Exercise goal: From the entries that follow, gather each line holding the word "changed".

Listed records:
*** Begin section ***

Issue #6928, opened 2021-11-15
Parser fails on type alias of callable with generic array parameter


spawnia:
Hi 👋 

I found that Psalm fails to parse a very specific combination: a type alias that is a callable with a parameter that is a generic array.

```php
@psalm-type TypedArrayHandler callable(array<string>): void
```

https://psalm.dev/r/2a189c7ff9

orklah:
Indeed. You can use this workaround it seems: https://psalm.dev/r/d05cba9b24

spawnia:
Thanks for the feedback. This problem was triggered through a dependency, so I can not change their code.

Is there anything I can do to help with getting this fixed?

orklah:
I have very little experience with Psalm's Parser, but if you want to get your hand in it, the error comes from here: https://github.com/vimeo/psalm/blob/b29737f2b154748430250effdbcf47de8a5904df/src/Psalm/Internal/Type/ParseTreeCreator.php#L143

The parser is trying to create a tree of tokens and it seems it didn't expect what it got. I guess the first step would be to check how it's doing that, what exactly makes it emitting this issue and adapt code until it doesn't :)

spawnia:
Here is a PR with a failing test case: https://github.com/vimeo/psalm/pull/6929

I think the parser is probably fine, `ClassLikeNodeScanner::getTypeAliasesFromComment()` appears to be the culprit. The code in there seems quite complicated, lots of `preg_replace` and the likes going on.

MidnightDesign:
Here's another workaround. Put the generic parameter in a separate type:

Before:
```
/**
 * @psalm-type Resolve callable(string, list<TypeInterface>): TypeInterface
 */
```
After:
```
/**
 * @psalm-type ListOfTypes list<TypeInterface>
 * @psalm-type Resolve callable(string, ListOfTypes): TypeInterface
 */
```

ramsey:
I've encountered this same issue:

https://psalm.dev/r/0f1355a445

I'm able to use the work-around.

weirdan:
No longer reproducible:

* https://psalm.dev/r/0f1355a445
* https://psalm.dev/r/2a189c7ff9

PR #6929, opened 2021-11-15
Add failing test case for parsing a complex type alias

spawnia:
https://github.com/vimeo/psalm/issues/6928

### DIFF
--- a/src/Psalm/Internal/PhpVisitor/Reflector/ClassLikeNodeScanner.php
+++ b/src/Psalm/Internal/PhpVisitor/Reflector/ClassLikeNodeScanner.php
@@ -1746,9 +1746,6 @@ class ClassLikeNodeScanner
 
             $type_string = str_replace("\n", '', implode('', $var_line_parts));
 
-            $type_string = preg_replace('/>[^>^\}]*$/', '>', $type_string);
-            $type_string = preg_replace('/\}[^>^\}]*$/', '}', $type_string);
-
             try {
                 $type_tokens = TypeTokenizer::getFullyQualifiedTokens(
                     $type_string,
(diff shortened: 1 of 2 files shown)


orklah:
The error is caused by a preg_replace 
https://github.com/vimeo/psalm/commit/a0866da88e605adaa648e9f1ad37f4990650f55c that was added a few years back to skip extra datas at the end of a line. when there is an `array<...>`, this preg_replace matches then `>` and strip what's after, which in case of a `callable(array<string>): void` is pretty bad.

So this is the regex that needs to change. I'd advise dropping the whole preg_replace and see what fails. We'll then see what was the exact use case that needed this

spawnia:
There should be facilities to handle trailing data after a type definition in PHPDocs, for instance when dealing with `@return`. Perhaps there is a common core that can be extracted and reused?

orklah:
I'm aware of `CommentAnalyzer::sanitizeDocblockType`, not sure if it will work though...

spawnia:
Looks like your idea worked though, it looks like the removal of the offending `preg_replace` did indeed cause a regression in the following test case:

```php
<?php
/**
 * @psalm-type MiddlewareArray = array<
 *     class-string<\Exception>,
 *     array<int, string>
 * >
 *
 * @psalm-type RuleArray = array{
 *     rule: string,
 *     controller?: class-string<\Exception>,
 *     redirect?: string,
 *     code?: int,
 *     type?: string,
 *     middleware?: MiddlewareArray
 * }
 *
 * Foo Bar
 */
class A {}
```

If you have further ideas on how to fix this, feel free to work on my branch and edit it directly.

orklah:
So this is what the regex was needed for. I'd suggest you check what output is coming in the variable that was changed and find some other way to strip the extra datas. Maybe the function I gave you above?

spawnia:
I don't plan to do any more work on this pull request. Feel free to use the test case as the basis for an actual fix.

PR #6932, opened 2021-11-16
session_set_cookie_params signature changed in 8.0

kamil-tekiela:
See https://psalm.dev/r/ebba1bda24 and https://www.php.net/manual/en/function.session-set-cookie-params.php


weirdan:
You will also need to update `CallMap.php` (see https://psalm.dev/docs/contributing/editing_callmaps/ for details).

kamil-tekiela:
Is it correct now?

weirdan:
> Is it correct now?

According to the CI it is.

weirdan:
Thanks!

PR #6946, opened 2021-11-19
expand type aliases when comparing unions

### LINKED ISSUE #6440: Type alias imported via @psalm-import-type cannot be used for constrained template type
Hello,

despite #5205 (it seems) imported types aliases cannot be used for constrained template types as in the following example:
```php
/**
 * @psalm-type Type = string
 */
interface Types {}

/**
 * @template T of string
 */
interface ExampleInterface {}

/**
 * @psalm-import-type Type from Types
 * @implements ExampleInterface<Type>
 */
class ExampleImplementation implements ExampleInterface {}
```
See [https://psalm.dev/r/a85ed8c3d0](https://psalm.dev/r/a85ed8c3d0) for the produced error: `ERROR: InvalidTemplateParam - 18:40 - Extended template param T expects type string, type type-alias(Types::Type) given`.

On the other hand no error arises in case of non-constrained template types - see [https://psalm.dev/r/c9a4ecb87a](https://psalm.dev/r/c9a4ecb87a).

sebkehr:
Fixes #6440.

With the proposed changes type aliases are expanded when comparing union types.

This should allow for type aliases being passed as constrained type parameters.

### DIFF
--- a/src/Psalm/Internal/Type/Comparator/UnionTypeComparator.php
+++ b/src/Psalm/Internal/Type/Comparator/UnionTypeComparator.php
@@ -13,6 +13,7 @@ use Psalm\Type\Atomic\TMixed;
 use Psalm\Type\Atomic\TNull;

*** End section ***

Response to this task:
So this is what the regex was needed for. I'd suggest you check what output is coming in the variable that was changed and find some other way to strip the extra datas. Maybe the function I gave you above?
session_set_cookie_params signature changed in 8.0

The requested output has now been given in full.